_Problem statement_.
Retype, without any change, the first line of the records and every line after it through the one containing "opening existing explorations".

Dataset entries
PR #61, opened 2022-09-16
Propose route changes to keep tables and explorations on the same level

pavish:
This PR proposes some navigation route changes:
* Keeps tables and explorations on the same hierarchical level
* Uses `explorations` as the url path for opening existing explorations
* Since the new designs include tabs for table list and exploration list in the schemas page, the urls `/{schema_id}/tables/` and `/{schema_id}/explorations/` would select the respective tabs
* Adds different routes for import upload and confirmation pages. This is already implemented in current master.

### DIFF
--- a/design/specs/navigation.md
+++ b/design/specs/navigation.md
@@ -103,14 +103,30 @@ Throughout Mathesar, the following links exist within pages which allow for more
   - `<title>`: `{database_name} | Mathesar`
 
 - **Schema Page**:
-  - Route: `/{database_name}/{schema_id}`
+  - Route: `/{database_name}/{schema_id}/`
   - Favicon: Schema
   - `<title>`: `{schema_name} | Mathesar`
+  - By default, redirects to "Schema Page - Tables tab".
+
+- **Schema Page - Tables tab**:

_Answer to this problem_.
PR #61, opened 2022-09-16
Propose route changes to keep tables and explorations on the same level

pavish:
This PR proposes some navigation route changes:
* Keeps tables and explorations on the same hierarchical level
* Uses `explorations` as the url path for opening existing explorations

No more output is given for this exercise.